PR #4786, opened 2026-05-28
FM-586 Use correct release type in `PlacementRequest`

davidatkinsuk:
https://dsdmoj.atlassian.net/browse/FM-586

Before this commit the value of `PlacementRequest.releaseType` was always derived from the corresponding applicaton. This meant that if the release type was modified for a subsequent request for placement, the wrong type would be returned.

This commit changes that logic to source the release type from the corresponding placement application, falling back to the application’s release type if a placement application doesn’t exist

I test this locally, screenshots are on the ticket

### DIFF
--- a/src/main/kotlin/uk/gov/justice/digital/hmpps/approvedpremisesapi/cas1/seed/Cas1StartupScript.kt
+++ b/src/main/kotlin/uk/gov/justice/digital/hmpps/approvedpremisesapi/cas1/seed/Cas1StartupScript.kt
@@ -51,6 +51,12 @@ class Cas1StartupScript(
 
     createApplication(
       deliusUserName = "AP_USER_TEST_1",
+      crn = "Y006208",
+      state = Cas1ApplicationSeedService.ApplicationState.AUTHORISED,
+    )
+
+    createApplication(
+      deliusUserName = "AP_USER_TEST_1",
       crn = "X698338",
       state = Cas1ApplicationSeedService.ApplicationState.EXPIRED_AFTER_AUTHORISATION,
     )
@@ -63,7 +69,7 @@ class Cas1StartupScript(
     crn: String,
     state: Cas1ApplicationSeedService.ApplicationState,
   ) {
-    seedLogger.info("Creating application with state $state for CRN X320741")
+    seedLogger.info("Creating application with state $state for CRN $crn")
     try {
       cas1ApplicationSeedService.createApplication(
         deliusUserName = deliusUserName,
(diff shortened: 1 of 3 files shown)


src/main/kotlin/uk/gov/justice/digital/hmpps/approvedpremisesapi/cas1/seed/Cas1StartupScript.kt
```diff
@@ -49,6 +49,12 @@ class Cas1StartupScript(
       state = Cas1ApplicationSeedService.ApplicationState.EXPIRED_BEFORE_SUBMISSION,
     )
 
+    createApplication(
+      deliusUserName = "AP_USER_TEST_1",
+      crn = "Y006208",
+      state = Cas1ApplicationSeedService.ApplicationState.AUTHORISED,
+    )
```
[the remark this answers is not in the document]
davidatkinsuk: clever a.i.

src/main/kotlin/uk/gov/justice/digital/hmpps/approvedpremisesapi/transformer/PlacementRequestTransformer.kt
```diff
@@ -41,7 +41,7 @@ class PlacementRequestTransformer(
     risks = risksTransformer.transformDomainToApi(jpa.application.riskRatings!!, jpa.application.crn),
     applicationId = jpa.application.id,
     assessmentId = jpa.assessment.id,
-    releaseType = jpa.application.releaseType!!.apiType,
+    releaseType = jpa.placementApplication?.releaseType?.apiType ?: jpa.application.releaseType!!.apiType,
```
danhumphreys-moj, line 44: I think this logic is right in two scenarios:
1. When an application doesn't have a placement application i.e. placement application is null and ,
2. When an application does have a placement application, but the release type hasn't changed, in which case placement application is not null but placement_application.release_type is null.

In either case we want to revert back to the application release type.

danhumphreys-moj (approved):
LGTM

src/main/kotlin/uk/gov/justice/digital/hmpps/approvedpremisesapi/transformer/PlacementRequestTransformer.kt
davidatkinsuk: Agreed. And if we get the chance to run the backfill job I was planning on running just before I left last year, there would never be a scenario where `placementRequest.placementApplication` is null, so we can then remove the 'else' part

PR #4787, opened 2026-05-28
FM-557 Remove `Cas2DummyController`

danhumphreys-moj:
Now that the dependent types `OASysSections` and `OASysSupportingInformationQuestion` are no longer shared types we can remove this dummy controller without fear of breaking the HDC UI typecheck.

See: https://github.com/ministryofjustice/hmpps-community-accommodation-tier-2-ui/pull/1095


davidatkinsuk (approved):
LGTM 👍

PR #4793, opened 2026-05-29
FM-650 Allow Risk & Health OAsys info > 6 months for CAS1

davidatkinsuk:
This commit updates the following two endpoints to remove the limit on OASys assessment age:

* /people/{crn}/oasys/risks-to-individual
* /people/{crn}/oasys/health-details

This is done by introducing an OASys `SuitabilityStrategy` with two options:

* AllowAll
* CompletedInLastSixMonths (default)

### DIFF
--- a/src/main/kotlin/uk/gov/justice/digital/hmpps/approvedpremisesapi/service/OASysSuitabilityService.kt
+++ b/src/main/kotlin/uk/gov/justice/digital/hmpps/approvedpremisesapi/service/OASysSuitabilityService.kt
@@ -9,12 +9,22 @@ class OASysSuitabilityService(
   private val clock: Clock,
   private val sentryService: SentryService,
 ) {
-  fun isSuitable(info: OASysAssessmentDates): Boolean {
+  fun isSuitable(
+    assessmentDates: OASysAssessmentDates,
+    strategy: SuitabilityStrategy,
+  ) = when (strategy) {
+    SuitabilityStrategy.AllowAll -> true
+    SuitabilityStrategy.CompletedInLastSixMonths -> limitToSixMonths(assessmentDates)
+  }
+
+  private fun limitToSixMonths(
+    assessmentDates: OASysAssessmentDates,
+  ): Boolean {
     val sixMonthThreshold = OffsetDateTime.now(clock).minusMonths(6)
 
-    val crn = info.crn
-    val initiationDate = info.initiationDate
-    val dateCompleted = info.dateCompleted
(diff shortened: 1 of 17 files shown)


src/main/kotlin/uk/gov/justice/digital/hmpps/approvedpremisesapi/service/OASysSuitabilityService.kt
```diff
@@ -32,4 +42,9 @@ class OASysSuitabilityService(
     val initiationDate: OffsetDateTime,
     val dateCompleted: OffsetDateTime?,
   )
+
+  enum class SuitabilityStrategy {
```
danhumphreys-moj, line 46: nice

src/test/kotlin/uk/gov/justice/digital/hmpps/approvedpremisesapi/unit/service/OASysServiceTest.kt
```diff
@@ -42,6 +43,7 @@ class OASysServiceTest {
     val INITIATION_DATE: OffsetDateTime = OffsetDateTime.parse("2007-12-03T10:15:30+01:00")
     val COMPLETION_DATE: OffsetDateTime = OffsetDateTime.parse("2007-12-04T10:15:30+01:00")
     val APPLICABILITY_INFO: OASysAssessmentDates = OASysAssessmentDates(CRN, INITIATION_DATE, COMPLETION_DATE)
+    val DEFAULT_SUITABILITY_STRATEGY = SuitabilityStrategy.CompletedInLastSixMonths
```
danhumphreys-moj, line 46: Rename to `SIX_MONTHS_SUITABILITY_STRATEGY` to improve test readability?  Actually is this required?  We could use `SuitabilityStrategy.CompletedInLastSixMonths` explicitly in the tests?

danhumphreys-moj (approved):
LGTM!

src/test/kotlin/uk/gov/justice/digital/hmpps/approvedpremisesapi/unit/service/OASysServiceTest.kt
davidatkinsuk: In this case i'm trying to indicate that the default strategy is being used when calling `oasysApplicabilitySevice` because one isn't defined on the call into `OAsysService`. I can see an argument to specify it explicitly in each function call but it felt like noise in the tests

PR #4794, opened 2026-05-29
Update controllers to dynamically build resource URIs using request base path

danhumphreys-moj:
Update controllers to dynamically build resource URIs using request base path


davidatkinsuk:
@danhumphreys-moj I think we can close this one?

◆ ◆ ◆ ◆ ◆

* Exercise brief *
Would you transcribe the data above exactly as it stands?

* Result for this task *
PR #4786, opened 2026-05-28
FM-586 Use correct release type in `PlacementRequest`

davidatkinsuk:
https://dsdmoj.atlassian.net/browse/FM-586

Before this commit the value of `PlacementRequest.releaseType` was always derived from the corresponding applicaton. This meant that if the release type was modified for a subsequent request for placement, the wrong type would be returned.

This commit changes that logic to source the release type from the corresponding placement application, falling back to the application’s release type if a placement application doesn’t exist

I test this locally, screenshots are on the ticket

### DIFF
--- a/src/main/kotlin/uk/gov/justice/digital/hmpps/approvedpremisesapi/cas1/seed/Cas1StartupScript.kt
+++ b/src/main/kotlin/uk/gov/justice/digital/hmpps/approvedpremisesapi/cas1/seed/Cas1StartupScript.kt
@@ -51,6 +51,12 @@ class Cas1StartupScript(
 
     createApplication(
       deliusUserName = "AP_USER_TEST_1",
+      crn = "Y006208",
+      state = Cas1ApplicationSeedService.ApplicationState.AUTHORISED,
+    )
+
+    createApplication(
+      deliusUserName = "AP_USER_TEST_1",
       crn = "X698338",
       state = Cas1ApplicationSeedService.ApplicationState.EXPIRED_AFTER_AUTHORISATION,
     )
@@ -63,7 +69,7 @@ class Cas1StartupScript(
     crn: String,
     state: Cas1ApplicationSeedService.ApplicationState,
   ) {
-    seedLogger.info("Creating application with state $state for CRN X320741")
+    seedLogger.info("Creating application with state $state for CRN $crn")
     try {
       cas1ApplicationSeedService.createApplication(
         deliusUserName = deliusUserName,
(diff shortened: 1 of 3 files shown)


src/main/kotlin/uk/gov/justice/digital/hmpps/approvedpremisesapi/cas1/seed/Cas1StartupScript.kt
```diff
@@ -49,6 +49,12 @@ class Cas1StartupScript(
       state = Cas1ApplicationSeedService.ApplicationState.EXPIRED_BEFORE_SUBMISSION,
     )
 
+    createApplication(
+      deliusUserName = "AP_USER_TEST_1",
+      crn = "Y006208",
+      state = Cas1ApplicationSeedService.ApplicationState.AUTHORISED,
+    )
```
[the remark this answers is not in the document]
davidatkinsuk: clever a.i.

src/main/kotlin/uk/gov/justice/digital/hmpps/approvedpremisesapi/transformer/PlacementRequestTransformer.kt
```diff
@@ -41,7 +41,7 @@ class PlacementRequestTransformer(
     risks = risksTransformer.transformDomainToApi(jpa.application.riskRatings!!, jpa.application.crn),
     applicationId = jpa.application.id,
     assessmentId = jpa.assessment.id,
-    releaseType = jpa.application.releaseType!!.apiType,
+    releaseType = jpa.placementApplication?.releaseType?.apiType ?: jpa.application.releaseType!!.apiType,
```
danhumphreys-moj, line 44: I think this logic is right in two scenarios:
1. When an application doesn't have a placement application i.e. placement application is null and ,
2. When an application does have a placement application, but the release type hasn't changed, in which case placement application is not null but placement_application.release_type is null.

In either case we want to revert back to the application release type.

danhumphreys-moj (approved):
LGTM

src/main/kotlin/uk/gov/justice/digital/hmpps/approvedpremisesapi/transformer/PlacementRequestTransformer.kt
davidatkinsuk: Agreed. And if we get the chance to run the backfill job I was planning on running just before I left last year, there would never be a scenario where `placementRequest.placementApplication` is null, so we can then remove the 'else' part

PR #4787, opened 2026-05-28
FM-557 Remove `Cas2DummyController`

danhumphreys-moj:
Now that the dependent types `OASysSections` and `OASysSupportingInformationQuestion` are no longer shared types we can remove this dummy controller without fear of breaking the HDC UI typecheck.

See: https://github.com/ministryofjustice/hmpps-community-accommodation-tier-2-ui/pull/1095


davidatkinsuk (approved):
LGTM 👍

PR #4793, opened 2026-05-29
FM-650 Allow Risk & Health OAsys info > 6 months for CAS1

davidatkinsuk:
This commit updates the following two endpoints to remove the limit on OASys assessment age:

* /people/{crn}/oasys/risks-to-individual
* /people/{crn}/oasys/health-details

This is done by introducing an OASys `SuitabilityStrategy` with two options:

* AllowAll
* CompletedInLastSixMonths (default)

### DIFF
--- a/src/main/kotlin/uk/gov/justice/digital/hmpps/approvedpremisesapi/service/OASysSuitabilityService.kt
+++ b/src/main/kotlin/uk/gov/justice/digital/hmpps/approvedpremisesapi/service/OASysSuitabilityService.kt
@@ -9,12 +9,22 @@ class OASysSuitabilityService(
   private val clock: Clock,
   private val sentryService: SentryService,
 ) {
-  fun isSuitable(info: OASysAssessmentDates): Boolean {
+  fun isSuitable(
+    assessmentDates: OASysAssessmentDates,
+    strategy: SuitabilityStrategy,
+  ) = when (strategy) {
+    SuitabilityStrategy.AllowAll -> true
+    SuitabilityStrategy.CompletedInLastSixMonths -> limitToSixMonths(assessmentDates)
+  }
+
+  private fun limitToSixMonths(
+    assessmentDates: OASysAssessmentDates,
+  ): Boolean {
     val sixMonthThreshold = OffsetDateTime.now(clock).minusMonths(6)
 
-    val crn = info.crn
-    val initiationDate = info.initiationDate
-    val dateCompleted = info.dateCompleted
(diff shortened: 1 of 17 files shown)


src/main/kotlin/uk/gov/justice/digital/hmpps/approvedpremisesapi/service/OASysSuitabilityService.kt
```diff
@@ -32,4 +42,9 @@ class OASysSuitabilityService(
     val initiationDate: OffsetDateTime,
     val dateCompleted: OffsetDateTime?,
   )
+
+  enum class SuitabilityStrategy {
```
danhumphreys-moj, line 46: nice

src/test/kotlin/uk/gov/justice/digital/hmpps/approvedpremisesapi/unit/service/OASysServiceTest.kt
```diff
@@ -42,6 +43,7 @@ class OASysServiceTest {
     val INITIATION_DATE: OffsetDateTime = OffsetDateTime.parse("2007-12-03T10:15:30+01:00")
     val COMPLETION_DATE: OffsetDateTime = OffsetDateTime.parse("2007-12-04T10:15:30+01:00")
     val APPLICABILITY_INFO: OASysAssessmentDates = OASysAssessmentDates(CRN, INITIATION_DATE, COMPLETION_DATE)
+    val DEFAULT_SUITABILITY_STRATEGY = SuitabilityStrategy.CompletedInLastSixMonths
```
danhumphreys-moj, line 46: Rename to `SIX_MONTHS_SUITABILITY_STRATEGY` to improve test readability?  Actually is this required?  We could use `SuitabilityStrategy.CompletedInLastSixMonths` explicitly in the tests?

danhumphreys-moj (approved):
LGTM!

src/test/kotlin/uk/gov/justice/digital/hmpps/approvedpremisesapi/unit/service/OASysServiceTest.kt
davidatkinsuk: In this case i'm trying to indicate that the default strategy is being used when calling `oasysApplicabilitySevice` because one isn't defined on the call into `OAsysService`. I can see an argument to specify it explicitly in each function call but it felt like noise in the tests

PR #4794, opened 2026-05-29
Update controllers to dynamically build resource URIs using request base path

danhumphreys-moj:
Update controllers to dynamically build resource URIs using request base path


davidatkinsuk:
@danhumphreys-moj I think we can close this one?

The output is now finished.